From down the hall, Stella’s music started up—something mellow tonight, almost sad.

“She’s scared too,” Meg said softly. “You both are. Maybe that’s a good starting point.”

“Bonding over mutual terror?”

“I’ve seen relationships built on less.”

Tyler managed a smile. “Three doors?”

“Three doors. Close enough to help, far enough to let you breathe.”

“Breathing’s overrated.”

“That’s what you think now. Wait till you can use your dining table again.”

“Good point.” He looked around the chaos. “Luke will help you move?”

“Probably. If I ask nicely.”

“Or just ask. The man’s been gone for you since high school. ”

“That’s not—“ Meg stopped at Tyler’s knowing look. “Okay, maybe. But we’re not talking about Luke right now.”

“Fair enough. We’re talking about you abandoning us to our fate.”

“Dramatic much?”

“I’m a photographer. We’re artistic. Drama comes with the territory.”

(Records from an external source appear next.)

PR #399, opened 2024-11-01
Fix ast sim drifting star and using in burst when it can't be used

jtcasper:
This logic was implemented in the rpr and monk sims to make sure that oGCDs that came up during spin time don't drift. By using it in the 2 minute burst function astro won't end up casting star 7-8s early at the end of the sim.


xpdota:
Thanks!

“So does adaptability,” Meg pointed out. “And you’re nothing if not adaptable.”

“We’ll see about that.”

They said goodnight, but Meg lay awake for hours, staring at the ceiling in Tyler’s guest room for what would be one of the last times.

Down the hall, she could hear Tyler moving around, probably editing photos in the bathroom.

Stella’s music played softly, a constant backdrop to their careful coexistence.

This weekend, the safety net would be removed.

Three doors had never seemed so far.